| Work required |
All that is needed is the listing, transcribed exactly and in full.

| Record extracts |
PR #2432, opened 2026-01-20
[3.x] Update PendingRequest stubs

### LINKED ISSUE #2431: Incorrect type hint on PendingRequest methods
- Larastan Version: 3.8.1

This error doesn't seem to make sens, post and put should be able to take almost any data as long as it can be json serialized and get should be able to take more then one value when not a string key.

`Illuminate\Http\Client\PendingRequest<false>::get() expects array<0|string, mixed>|string|null`

This looks like a mistake where  `array{array{name: scalar, contents: scalar}}` should instead be   `list<array{name: scalar, contents: scalar}>` or `array<int, array{name: scalar, contents: scalar}>`

ramonrietdijk:
Resolves #2431

**Changes**

I've changed the multipart type to a list in the `PendingRequest` stub files. As pointed out by @AJenbo, the notation `array{array{...` causes issues with multiple arrays.

Example **without** errors:

```php
Http::asMultipart()->post('localhost', [
    [
        'name' => 'a',
        'contents' => 'a',
    ],
]);
```

Example **with** errors:

```php
Http::asMultipart()->post('localhost', [
    [
        'name' => 'a',
        'contents' => 'a',
    ],
    [
        'name' => 'b',
        'contents' => 'b',
    ],
]);

// Parameter #2 $data of method Illuminate\Http\Client\PendingRequest<false>::post() expects array<0|string, mixed>|Illuminate\Contracts\Support\Arrayable<string, mixed>|JsonSerializable, array{array{name: 'a', contents: 'a'}, array{name: 'b', contents: 'b'}} given.
```

**Breaking changes**

### DIFF
--- a/stubs/12.41.0/Http/PendingRequest.stub
+++ b/stubs/12.41.0/Http/PendingRequest.stub
@@ -28,7 +28,7 @@ namespace Illuminate\Http\Client
          * Issue a GET request to the given URL.
          *
          * @param  string  $url
-         * @param  array<string, mixed>|array{array{name: scalar, contents: scalar}}|string|null  $query
+         * @param  array<string, mixed>|list<array{name: scalar, contents: scalar}>|string|null  $query
          * @return (TAsync is true ? \Illuminate\Http\Client\Promises\LazyPromise : \Illuminate\Http\Client\Response)
          */
         public function get(string $url, $query = null);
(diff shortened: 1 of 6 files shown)


AJenbo:
Thanks, sorry for the very minimal issue report. It was super late when I wrote it.

ramonrietdijk:
No problem!

canvural (changes requested):
Thank you! Can you add a test with the example you gave? `tests/Type/data/facades-l12-41.php` looks suitable

ramonrietdijk:
Hi @canvural,

I've added an integration test instead as type assertions did not seem to cause any issues with the unmodified stubs.

canvural:
Thank you!

AJenbo:
I can confirm that I was able to update to the latest Larastan after this fix. Thanks!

| Problem solution |
PR #2432, opened 2026-01-20
[3.x] Update PendingRequest stubs

### LINKED ISSUE #2431: Incorrect type hint on PendingRequest methods
- Larastan Version: 3.8.1

This error doesn't seem to make sens, post and put should be able to take almost any data as long as it can be json serialized and get should be able to take more then one value when not a string key.

`Illuminate\Http\Client\PendingRequest<false>::get() expects array<0|string, mixed>|string|null`

This looks like a mistake where  `array{array{name: scalar, contents: scalar}}` should instead be   `list<array{name: scalar, contents: scalar}>` or `array<int, array{name: scalar, contents: scalar}>`

ramonrietdijk:
Resolves #2431

**Changes**

I've changed the multipart type to a list in the `PendingRequest` stub files. As pointed out by @AJenbo, the notation `array{array{...` causes issues with multiple arrays.

Example **without** errors:

```php
Http::asMultipart()->post('localhost', [
    [
        'name' => 'a',
        'contents' => 'a',
    ],
]);
```

Example **with** errors:

```php
Http::asMultipart()->post('localhost', [
    [
        'name' => 'a',
        'contents' => 'a',
    ],
    [
        'name' => 'b',
        'contents' => 'b',
    ],
]);

// Parameter #2 $data of method Illuminate\Http\Client\PendingRequest<false>::post() expects array<0|string, mixed>|Illuminate\Contracts\Support\Arrayable<string, mixed>|JsonSerializable, array{array{name: 'a', contents: 'a'}, array{name: 'b', contents: 'b'}} given.
```

**Breaking changes**

### DIFF
--- a/stubs/12.41.0/Http/PendingRequest.stub
+++ b/stubs/12.41.0/Http/PendingRequest.stub
@@ -28,7 +28,7 @@ namespace Illuminate\Http\Client
          * Issue a GET request to the given URL.
          *
          * @param  string  $url
-         * @param  array<string, mixed>|array{array{name: scalar, contents: scalar}}|string|null  $query
+         * @param  array<string, mixed>|list<array{name: scalar, contents: scalar}>|string|null  $query
          * @return (TAsync is true ? \Illuminate\Http\Client\Promises\LazyPromise : \Illuminate\Http\Client\Response)
          */
         public function get(string $url, $query = null);
(diff shortened: 1 of 6 files shown)


AJenbo:
Thanks, sorry for the very minimal issue report. It was super late when I wrote it.

ramonrietdijk:
No problem!

canvural (changes requested):
Thank you! Can you add a test with the example you gave? `tests/Type/data/facades-l12-41.php` looks suitable

ramonrietdijk:
Hi @canvural,

I've added an integration test instead as type assertions did not seem to cause any issues with the unmodified stubs.

canvural:
Thank you!

AJenbo:
I can confirm that I was able to update to the latest Larastan after this fix. Thanks!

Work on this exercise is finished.